--- The input ---

PR #99, opened 2020-03-24
New component: FuzzySearch #767

aripddev:
Hi @melloware ,
Below is the working example for fuzzysort component. But still need some improvement in javascript file (`primeFaces.fuzzysort.js`) to make it work different objects. It only works for sample `FuzzysortItem(String fileName, String name)` object. I put some TODO notes and I need your assistance to complete those improvements.

Bests,

### JSF

```xml
<pe:fuzzysort value="#{fuzzysortController.items}" var="item">
  <p:link outcome="#{item.fileName}" value="#{item.name}" />
</pe:fuzzysort>
```

### Controller
```java
@Named
@ViewScoped
public class FuzzysortController implements Serializable {
  
  private List<FuzzysortItem> items = new ArrayList<>();

  @PostConstruct
  public void init() {
    items.add(new FuzzysortItem("fileName1", "name1"));
    items.add(new FuzzysortItem("fileName2", "name2"));
    items.add(new FuzzysortItem("fileName3", "name3"));
  }

  public List<FuzzysortItem> getItems() {
    return items;
  }

}
```

### Model (Example)
```java
public class FuzzysortItem implements Serializable {
  private String fileName;
  
  @FuzzysortKey
  private String name;

  // constructor, getters, setters ...
}
```


src/main/resources/META-INF/resources/primefaces-extensions/fuzzysort/primefaces.fuzzysort.js
```diff
@@ -0,0 +1,52 @@
...
+
+        this.input = $(PrimeFaces.escapeClientId(this.cfg.id + "_fuzzysort-search-box"));
+        this.results = $(PrimeFaces.escapeClientId(this.cfg.id + "_fuzzysort-search-results"));
+        this.datasource = JSON.parse(this.cfg.value);
+
+        var $this = this;
+//        console.log($this);
+
+        function search() { // TODO how to move search function to search_alternative
+            $this.results.empty();
```
melloware: You should be able to move this code into search_alternative just change the $this to this when you move it.

src/main/resources/META-INF/resources/primefaces-extensions/fuzzysort/primefaces.fuzzysort.js
```diff
@@ -0,0 +1,52 @@
...
+            } else {// when there is no any input
+                $.each($this.datasource, function (index, value) {
+                    $this.results.append('<li><a href="' + value.fileName + '">' + value.name + '</a></li>'); // TODO how to get each row item format from renderChildren
+                });
+            }
+            $this.results.append('</ul>');
+        }
+
+        jQuery(document).ready(function () {
+            search();
```
melloware: Call `$this.search_alternative` here.

src/main/resources/META-INF/resources/primefaces-extensions/fuzzysort/primefaces.fuzzysort.js
```diff
@@ -0,0 +1,52 @@
...
+        });
+
+        // Run a search on input change
+        $this.input.on('input', search);
+        // Select input when escape pressed
+        document.onkeyup = (e) => { // TODO problem when using multiple implementation of fuzzysort component. So do we need to remove it?
```
melloware: So I don't think we want to attach document keyups here what is your goal with this when they hit a key anywhere on the page or do you want it only on the INPUT box?

src/main/resources/META-INF/resources/primefaces-extensions/fuzzysort/primefaces.fuzzysort.js
```diff
@@ -0,0 +1,52 @@
...
+    init: function (cfg) {
+        this.cfg = cfg;
+        this.id = this.cfg.id;
+        this.jqId = PrimeFaces.escapeClientId(this.id);
+//        this.jq = $(PrimeFaces.escapeClientId(this.cfg.target));
+
+        this.input = $(PrimeFaces.escapeClientId(this.cfg.id + "_fuzzysort-search-box"));
+        this.results = $(PrimeFaces.escapeClientId(this.cfg.id + "_fuzzysort-search-results"));
+        this.datasource = JSON.parse(this.cfg.value);
+
```
melloware: You probably want to call `PrimeFaces.skinInput(this.input);` here which styles the Input with all the right PF styling.

melloware (changes requested):

src/main/resources/META-INF/resources/primefaces-extensions/fuzzysort/primefaces.fuzzysort.js
aripdcem: Exactly, but i it is not necessary I can remove it. This is how we use it in our web page (https://aripd.com/posts/)

aripddev:
After moving search function, I get below error message while appending returned value.

```javascript
TypeError: undefined is not an object (evaluating 'this.results.append')
```

src/main/resources/META-INF/resources/primefaces-extensions/fuzzysort/primefaces.fuzzysort.js
```diff
@@ -0,0 +1,42 @@
...
+        jQuery(document).ready(function () {
+            $this.search();
+        });
+
+        // Run a search on input change
+        $this.input.on('input', $this.search);
+    },
+
+    search: function () {
+        this.results.empty();
```
melloware: First line of search should be `var $this = this;`

src/main/resources/META-INF/resources/primefaces-extensions/fuzzysort/primefaces.fuzzysort.js
```diff
@@ -0,0 +1,42 @@
...
+        this.results.append('<ul>');
+        if (this.input.val()) { // when any input entered
+            $.each(fuzzysort.go(this.input.val(), this.datasource, {keys: ['name']}), function (index, value) { // TODO how to implement search keys using a new attribute
+                this.results.append('<li><a href="' + value.obj.fileName + '">' + value.obj.name + '</a></li>'); // TODO how to get each row item format from renderChildren
```
melloware: Change `this.results` to `$this.results`

src/main/resources/META-INF/resources/primefaces-extensions/fuzzysort/primefaces.fuzzysort.js
```diff
@@ -0,0 +1,42 @@
...
+            });
+        } else {// when there is no any input
+            $.each(this.datasource, function (index, value) {
+                this.results.append('<li><a href="' + value.fileName + '">' + value.name + '</a></li>'); // TODO how to get each row item format from renderChildren
```
melloware: Change `this.results` to `$this.results`

melloware (changes requested):

src/main/resources/META-INF/resources/primefaces-extensions/fuzzysort/primefaces.fuzzysort.js
aripdcem: When I put `var $this = this;`, `$this` gives input component due to `$this.input.on('input', $this.search);`. I cannot access results and datasource variables.

melloware: Ahh because you are calling search twice.  Once with document.ready and once from the'`input` event of the `on` where this will be the InputComponent.  I htink you will need to pass in $this in your call from the input on  pass in the widget.

so `search: function (widget) {` and then change all of the this.results to `widget.results` etc..

src/main/java/org/primefaces/extensions/component/fuzzysort/FuzzysortRenderer.java
```diff
@@ -0,0 +1,136 @@
...
+        // TODO is it possible to make improvement here to have @FuzzyKey annotated class?
+        List list = (List) fuzzysort.getValue();
+        Object o = list.get(0);
+        Class<? extends Object> clazz = o.getClass();
+        Field[] fields = clazz.getDeclaredFields();
+        List<String> keys = Arrays.asList(fields).stream()
+                .filter(f -> f.getAnnotation(FuzzyKey.class) != null)
+                .map(f -> f.getName())
+                .collect(Collectors.toList());
+
```
melloware: Maybe throw a FacesException here that says `"No @FuzzyKey annotation was detected on your class " + clazz + ". Please annotate one field in the class as @FuzzyKey.`

src/main/java/org/primefaces/extensions/component/fuzzysort/FuzzysortRenderer.java
```diff
@@ -0,0 +1,136 @@
...
+        Fuzzysort fuzzysort = (Fuzzysort) component;
+
+        encodeMarkup(context, fuzzysort);
+        encodeScript(context, fuzzysort);
+    }
+
+    private void encodeScript(FacesContext context, Fuzzysort fuzzysort) throws IOException {
+        WidgetBuilder wb = getWidgetBuilder(context);
+
+        // TODO is it possible to make improvement here to have @FuzzyKey annotated class?
```
melloware: This looks OK to me as far as doing what you are trying to do.

melloware (changes requested):

src/main/java/org/primefaces/extensions/component/fuzzysort/FuzzysortRenderer.java
```diff
@@ -0,0 +1,142 @@
...
+    }
+
+    private void encodeScript(FacesContext context, Fuzzysort fuzzysort) throws IOException {
+        WidgetBuilder wb = getWidgetBuilder(context);
+
+        // TODO is it possible to make improvement here to have @FuzzysortKey annotated class?
+        List list = (List) fuzzysort.getValue();
+        Object o = list.get(0);
+        Class<? extends Object> clazz = o.getClass();
+        Field[] fields = clazz.getDeclaredFields();
```
jepsar: This will not get you fields from super classes. Is this intended?

src/main/java/org/primefaces/extensions/component/fuzzysort/FuzzysortRenderer.java
```diff
@@ -0,0 +1,142 @@
...
+        List<String> keys = Arrays.asList(fields).stream()
+                .filter(f -> f.getAnnotation(FuzzysortKey.class) != null)
+                .map(f -> f.getName())
```
jepsar: You could do `.map(Field::getName)` here

src/main/java/org/primefaces/extensions/component/fuzzysort/FuzzysortRenderer.java
```diff
@@ -0,0 +1,142 @@
...
+                .collect(Collectors.toList());
+        if (keys.isEmpty()) {
+            throw new FacesException("No @FuzzyKey annotation was detected on your class " + clazz + ". Please annotate at least one field in the class as @FuzzysortKey.");
+        }
+
+        String jsonKeys = new Gson().toJson(keys, new TypeToken<List<String>>() {
```
jepsar: @melloware was Gson already part of PFE? If not, I think it's better to switch to Json-B, as it is part of EE8.

src/main/java/org/primefaces/extensions/component/fuzzysort/FuzzysortRenderer.java
aripdcem: I try to get the annotated fields of `FuzzysortItem` model class in above example or another model object (T) provided by user. This object comes from `List<T>` which is UIData value. It works without problem, but I am not sure if there is smarter way to have it. Any performance issue etc. since I am getting the first record of the list and then extract the clazz.

src/main/resources/META-INF/resources/primefaces-extensions/fuzzysort/primefaces.fuzzysort.js
aripdcem: I have removed `document.ready` since the list has already populated in `FuzzysortRenderer`. 
I couldn't make it work search function. So the codes are working in `init` as jquery event handler.

src/main/java/org/primefaces/extensions/component/fuzzysort/FuzzysortRenderer.java
jepsar: .. it's already used by many components

aripdcem: Hi @jepsar , is it what you mean?

```java
Jsonb jsonb = JsonbBuilder.create();
//String jsonKeys = new Gson().toJson(keys, new TypeToken<List<String>>() {}.getType());
String jsonKeys = jsonb.toJson(keys, List.class);
//String jsonValue = new Gson().toJson(fuzzysort.getValue(), new TypeToken<List<Object>>() {}.getType());
String jsonValue = jsonb.toJson(fuzzysort.getValue(), List.class);
```

jepsar: @aripddev Yeah, but never mind this comment, as Gson is already used you should be able to use it as well. I already marked it as resolved.

aripddev:
Please skip the commit 27ca771
I just tried to solve issue #726 (https://github.com/primefaces-extensions/primefaces-extensions.github.com/issues/726)

melloware:
You can always submit a separate PR for the LetterAvatar fix if you fix it!  Much appreciated i had no time to spend on that one.

melloware (changes requested):
@aripddev @jepsar You are going to hate me but I think I better name for this component and all related files is "FuzzySearch" instead of "Fuzzysort" since fuzzysort is the name of the library but the action its performing is known as a FuzzySearch.   Sorry!!

aripddev:
Actually I was thinking why it is named as fuzzysort :))

aripddev:
One more improvement I need. I want to change format row item using xhtml, not from javascript. Can you guide me how to do that?

```javascript
        $this.input.on('input', function () {
            $this.results.empty();
            if ($this.input.val()) { // when any input entered
                $.each(fuzzysearch.go($this.input.val(), $this.datasource, {keys: $this.keys}), function (index, value) {
                    $this.results.append('<div><a href="' + value.obj.fileName + '">' + value.obj.name + '</a></div>'); // TODO how to get each row item format from renderChildren
                });
            } else { // when there is no input
                $.each($this.datasource, function (index, value) {
                    $this.results.append('<div><a href="' + value.fileName + '">' + value.name + '</a></div>'); // TODO how to get each row item format from renderChildren
                });
            }
        });
```

melloware:
You will have to do it with AJAX.  Look at autocomplete.js of PrimeFaces source code and look at the `search: function(query) {` method it uses Ajax to call the AutoComplete and then renders the HTML from the results.  That may be what you need to do.

Or any component that has `dynamic=true` like PrimeFaces Panel or OutputPanel.

melloware:
@aripddev just let @jepsar and I know when this PR is all ready and we can do a final review then I can merge it.

src/main/resources/META-INF/resources/primefaces-extensions/fuzzysort/primefaces.fuzzysort.js
aripdcem: created search function and finally it is working

aripddev:
I think I submitted two files by mistake, sorry.

melloware:
That is no problem I see you got the merge conflict resolved!

melloware:
@aripddev Instead of trying to replace the results with XHTML I think you should leave it in JS for speed.  You should provide two props `resultStyle` and `resultStyleClass` that can help make the DIV styling customizable.  Instead of making it an <a> link you could then have an AJAX "select" event when the user selects a result.

```xml
<p:ajax event="select" ... />
```

That way you keep the FuzzySearch fast and allow the user to take action when one is actually selected.

aripddev:
@melloware Sounds better for me too. But how to retrieve `resultStyle` and `resultStyleClass` inside javascript? I can use `FuzzySearch.ITEM_CLASS` but in this case there will be no need `resultStyle` and `resultStyleClass` and no customization by user.

melloware:
I was thinking something like this...

```javascript
var style = '';
var styleClass = '';
if (this.cfg.resultStyle) {
   style = 'style="'+this.cfg.resultStyle + '" ';
}
if (this.cfg.resultStyleClass) {
   styleClass = 'class="'+this.cfg.resultStyleClass + '" ';
}
$this.results.append('<div ' + style + styleClass + '>'+value.name+'</div>');
```

aripddev:
@melloware so the only thing remains is to implement select event. Select or click the div?

aripddev:
@melloware Am I doing right? When I clicked I can get the selected element.

melloware:
Yep but now to make it an AJAX call you need to do something like this using the PrimeFaces SelectEvent...

```javascript
        if(this.hasBehavior('select')) {
            var ext = {
                params : [
                    {name: this.id + '_itemSelect', value: itemValue}
                ]
            };

            this.callBehavior('select', ext);
        }

```

And then in your JAVA side FuzzySearchBase you need this...

```java
private static final String DEFAULT_EVENT = "select";

    private static final Map<String, Class<? extends BehaviorEvent>> BEHAVIOR_EVENT_MAPPING = MapBuilder.<String, Class<? extends BehaviorEvent>>builder()
            .put(DEFAULT_EVENT, SelectEvent.class)
            .build();

    private static final Collection<String> EVENT_NAMES = BEHAVIOR_EVENT_MAPPING.keySet();

    @Override
    public Map<String, Class<? extends BehaviorEvent>> getBehaviorEventMapping() {
        return BEHAVIOR_EVENT_MAPPING;
    }

    @Override
    public Collection<String> getEventNames() {
        return EVENT_NAMES;
    }

    @Override
    public String getDefaultEventName() {
        return DEFAULT_EVENT;
    }
```

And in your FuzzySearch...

---

Description of the task: Pull every line containing the word "SelectEvent" out of the entries above.

Exercise output:
Yep but now to make it an AJAX call you need to do something like this using the PrimeFaces SelectEvent...
            .put(DEFAULT_EVENT, SelectEvent.class)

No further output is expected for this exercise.